Edit 2: laut Frequenzgangschrieb sind sie von etwa 2-10 kHz sehr linear - das merkt man auch immer beim Hören ^^


----------



## dethacc (8. Juni 2013)

100-150Euro nehme als "Hauptlautsprecher" da das ein PC Forum ist meine Pico Lino 2 welche am PC sind


----------



## tsd560ti (25. Juni 2013)

Ich hab nen 5.1Surroundsystem von Denon. Sonst spiele ich mit meinem TurtleBeach EarforceX12


----------



## Colonel Faulkner (25. Juni 2013)

Hab' zwar keine Lautsprecher, aber ich darf trotzdem mitmachen, hm? 

Asus Essence STX > So um die 100€, wenn ich mich recht entsinne, aus zweiter Hand.
Brocksieper EarMax-SE KHV > 820€ mit Rabatt.
Sennheiser HD 800 > 1120€ mit Rabatt.


----------



## Patze93 (25. Juni 2013)

Onkyo Integra mit Magnat Monitor Supreme. Tolle Kombo. Feinster Sound und auch guter Bass. Alles Optimal


----------



## Push (25. Juni 2013)

momentan nutze ich ein schönes Gespann von WLM 
( WLM Hauptseite )
Edit:
zZ aber nur mit einem XTZ 99W12.18 ICE Subwoofer , was anderes soll noch folgen ...


----------



## dekay55 (26. Juni 2013)

3000-4000 Irgendwas um den dreh rum, schwer zu sagen weil die meisten sachen noch aus DM Zeiten stammen.


----------



## TheHaferkeks (9. Dezember 2013)

Logitech s-220 damals zum Sonderpreis von 50€


----------



## kabale (9. Dezember 2013)

Meine Kombo: Wharfedale Diamond 10.4 an nem Denon PMA 720 AE und CDP 520, gefällt mir gut, wobei ich heute wahrscheinlich anders gekauft hätte


----------



## SchwarzerQuader (9. Dezember 2013)

Ach ja, nun da ich den selbst gebauten Subwoofer habe, müsste ich eigentlich um ca. 400 Euro auf 700 - 800 € erhöhen.


----------



## Zeus18 (9. Dezember 2013)

Unter 50€ haben meine Lautsprechen für den PC gekostet. Ich glaube das waren insgesamt 40 Euro. Mehr würde ich auch nicht ausgeben.


----------



## Audioliebhaber (9. Dezember 2013)

> Mehr würde ich auch nicht ausgeben.


Kommt nur, weil du bisher absolut nicht weisst, wieviel da nicht nur preislich geht. Mit deinen 50€ Boxen hörst du nur einen Bruchteil dessen, was Audio in Spielen, Musik und Filmen ausmacht.
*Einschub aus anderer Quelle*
PR #59, opened 2023-06-10
Consolidate constructor stacked context pattern into helper method

matthewgapp:
As I was building my own `View` components, I noticed that I frequently made mistakes when configuring the app context when constructing a child. This PR wraps the id creation and the sandwiching of save/restoring of app context around child the constructor into a single helper method. 

Very open to better naming or a different pattern. But I do think that the pushing/popping of the app context should be done in a single place to remove possibility that `View` authors mess up the ordering.

### DIFF
--- a/src/app_handle.rs
+++ b/src/app_handle.rs
@@ -87,6 +87,13 @@ impl AppContext {
         })
     }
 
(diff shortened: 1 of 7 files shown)


dzhou121:
This is a good one. Thanks!

PR #63, opened 2023-06-11
Expose app_state on layout context 

matthewgapp:
Custom Views like scroll, tab, text_input and more need access to the app state during layout. Therefore, we should allow View authors access to the app state in the `layout` method via the `LayoutCx` 

It was suggested in [this comment](https://github.com/lapce/floem/pull/60/files#r1225791505) that we should implement Deref. I've reconsidered after some though and I think we should make it an explicit access to keep the mental model clean for the developer. Deref can often feel and look like inheritence and come with some of the downsides, like obscuring which methods belong and affect which data. 

Leaving the API explicit allows us to implement Deref in the future without a breaking change. If we implemented Deref now, we'd have to break people's APIs if we decided to undo that at a later point.

### DIFF
--- a/src/app_handle.rs
+++ b/src/app_handle.rs
@@ -233,27 +233,10 @@ impl<V: View> AppHandle<V> {
     }
 
     fn layout(&mut self) {
-        let mut cx = LayoutCx {
-            app_state: &mut self.app_state,
-            viewport: None,
-            color: None,
-            font_size: None,
-            font_family: None,
-            font_weight: None,
-            font_style: None,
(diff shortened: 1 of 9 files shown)


src/app_handle.rs
```diff
@@ -233,27 +233,10 @@ impl<V: View> AppHandle<V> {
     }
 
     fn layout(&mut self) {
-        let mut cx = LayoutCx {
```
matthewgapp, line 236: moved this to a constructor because the app_state field is now private.

Issue #66, opened 2023-06-12
Support views with single child dynamically updating


jrmoulton:
Child views should update dynamically in response to signal changes. 

Eg.
```rust
fn wave_options(wave_type: ReadSignal<WaveType>) -> impl View {
    container_box(move || match wave_type.get() {
        WaveType::WaveSelect => Box::new(default_wave_options()),
        WaveType::CustomFunction => Box::new(custom_function()),
    })
    .style(|| Style::BASE.flex_col().width_pct(100.))
}
```

One thing to note though is that because the views are strongly typed any place where the child changes dynamically the possible children must all be of the exact same view type (which includes all children). Using BoxContainer would be necessary in any cases where the children weren't exactly the same. 

I tried implementing this on BoxContainer but kept running into issues

```rust
pub fn container_box(child: impl Fn() -> Box<dyn View> + 'static) -> ContainerBox {
    let cx = ViewContext::get_current();
    let id = cx.new_id();
    let mut curr_cx = cx;
    curr_cx.id = id;
    ViewContext::save();
    ViewContext::set_current(curr_cx);
    create_effect(cx.scope, move |_| {
        let child_id = curr_cx.new_id();
        let mut child_cx = curr_cx;
        child_cx.id = child_id;
        ViewContext::save();
        ViewContext::set_current(child_cx);
        let new_child = child();
        id.update_state(new_child, false);
        ViewContext::restore();
    });
    ViewContext::restore();
    let (_temp_child_id, temp_child) = ViewContext::new_id_with_child(crate::views::empty);
    ContainerBox {
        id,
        child: Box::new(temp_child),
    }
}
```

This is probably not the right approach. I run into issues with the ids. Inside of the effect I always get a mutable borrow error when creating the new id.
https://github.com/lapce/floem/blob/a0f29c6965f9d6bfe220cb410f0e58d2ed330250/src/id.rs#L68

Is there a different way I should be approaching this?

jrmoulton:
> It's probably like this

For me this still panics in the same place with a borrow_mut error

dzhou121:
It doesn't for me. Maybe paste the full trace?

dzhou121:
It's because these two has already borrowed it. 

https://github.com/lapce/floem/blob/main/src/app_handle.rs#L654
https://github.com/lapce/floem/blob/main/src/app_handle.rs#L701

You'll need to get the id_path out like here https://github.com/lapce/floem/blob/main/src/app_handle.rs#L472

[...]

PR #67, opened 2023-06-12
Add reactive child to container box

jrmoulton:
Sorry. Probably should've opened a PR to start with

Previous conversation in #66

### DIFF
--- a/src/views/dyn_container.rs
+++ b/src/views/dyn_container.rs
@@ -1,0 +1,120 @@
+use std::marker::PhantomData;
+
+use floem_reactive::create_effect;
+use glazier::kurbo::Rect;
+
+use crate::{
+    app_handle::ViewContext,
+    id::Id,
+    view::{ChangeFlags, View},
+};
+
+pub struct DynamicContainer<CF: Fn(T) -> Box<dyn View> + 'static, T: 'static> {
+    id: Id,
+    child: Box<dyn View>,
+    child_fn: CF,
+    phantom: PhantomData<T>,
+    cx: ViewContext,
+}
+
+pub fn dyn_container<CF: Fn(T) -> Box<dyn View> + 'static, T: 'static>(
+    update_view: impl Fn() -> T + 'static,
+    child: CF,
+) -> DynamicContainer<CF, T> {
+    let cx = ViewContext::get_current();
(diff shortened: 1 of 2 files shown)


dzhou121:
Is it only the new views not update correctly or the original view as well?

jrmoulton:
The original view (the container_box) seems to update just fine and the layout for it and the child is correct. But for example if I have a label somewhere in the child view the text does not appear

jrmoulton:
https://github.com/lapce/floem/assets/13090441/150ed8fb-9e95-4ea5-a458-ef27cf5641a5

When there are events that cause an update then the text appears

dzhou121:
I think I know what the issue now. 

When calling ```child()```, they would generate state updates, and these will be before the state change of the container box. So when the child view state update dispatches, they are not with the container box yet, so nothing happens. 

There's another paper cut. Every signal will trigger a new generated View. So it's very easy to cause unwanted view changes.

So we'll need an approach similar to list, an additional closure to trigger the view update. And the view creation needs to happen in ```update````

jrmoulton:
Ahh interesting. 
https://github.com/lapce/floem/blob/7bcd3725290765f9d69374b883a13283646daac8/src/views/list.rs#L383C5-L395C12

I'm assuming this is the bit of the code that is most relevant?

jrmoulton:
I've moved the view creation to the update function but I'm still having the same problem except now clicking doesn't cause any updates on the child. I'm pretty lost at this point and I definitely don't understand how this works completely. 

@dzhou121

jrmoulton:
I think 6feda1f isn't far from correct. I think children just aren't getting the correct context. When I add debug statements to the elements every function does get run to build all of the views but they just aren't showing up.

jrmoulton:
And from my debug statements it doesn't look like the view is being rebuilt on every signal change in the view. Only the one that should cause the view to change so it looks that that 6feda1f does have the correct behavior in response to signal changes

jrmoulton:
Is there any way that the saving / restoring of layout and paint contexts gets messed up or doesn't account for views being built out of order because they are getting built reactively @dzhou121 ?

jrmoulton:
🎉 🎉 🎉

PR #80, opened 2023-08-01
Added right click event handler.

Wcubed:
Added an `on_right_click` event handler, similar to the one for `on_click`.
The event fires when the right click button is released.

Updated the widget gallery example with a button that activates on right-clicking.


Wcubed:
That is a very good point. I've changed the name of the new event handler to use "secondary" instead of "right". Question is indeed if we'd want to extend that through the rest of floem.

waywardmonkeys:
>  im not sure if its completed

It is on glazier's `main` branch. I did it. (Along with some other clean ups to pointer events.

PR #89, opened 2023-08-19
Update docs

jrmoulton:
This fixes several issues with warnings in the docs for public documentation linking to private types and for linking to non-existing items. This also updates and adds to the Floem top module documentation as well as a few other additions


jrmoulton:
Would it be useful to have the CI test the documentation as well?

jrmoulton:
> Would it be useful to have the CI test the documentation as well?

Ah nevermind. Looks like it already does

PR #93, opened 2023-08-22
Disable the wayland feature by default

DJMcNab:
But expose a feature to re-enable it.

This frees us to enable the wayland feature by default in Glazier, to ease development there, whilst still giving it breathing room


dzhou121:
Thanks!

Da fällt mir gerade auf, dass ich eigentlich noch einmal abstimmen müsste. Meine Nuboxen sind zwischenzeitlich gegen ein Paar Arcus TL 500 getauscht worden. Vor 28 Jahren 6000Dm teuer, dürfte nach heutigem Maßstab vermutlich locker ein Neuwert von über 5000€ sein.


----------



## BloodySuicide (9. Dezember 2013)

PC: 400€ Selbstbau
Heimkino: 700€ Selbstbau
Wert je ca x10

Weiter im Bau (ca 1600€ Selbstbau)


----------



## Zeus18 (9. Dezember 2013)

Audioliebhaber schrieb:


> Kommt nur, weil du bisher absolut nicht weisst, wieviel da nicht nur preislich geht. Mit deinen 50€ Boxen hörst du nur einen Bruchteil dessen, was Audio in Spielen, Musik und Filmen ausmacht.
> 
> Da fällt mir gerade auf, dass ich eigentlich noch einmal abstimmen müsste. Meine Nuboxen sind zwischenzeitlich gegen ein Paar Arcus TL 500 getauscht worden. Vor 28 Jahren 6000Dm teuer, dürfte nach heutigem Maßstab sicher locker ein Neuwert von über 5000€ sein.


 
Überwiegend nur bei Musik. Ja mag schon sein aber mehr will ich auch nicht. Dafür habe ich mein Headset das was ich eigentlich am meisten auch benutze.


----------



## Audioliebhaber (9. Dezember 2013)

> Ja mag schon sein aber mehr will ich auch nicht. Dafür habe ich mein Headset das was ich eigentlich am meisten auch benutze.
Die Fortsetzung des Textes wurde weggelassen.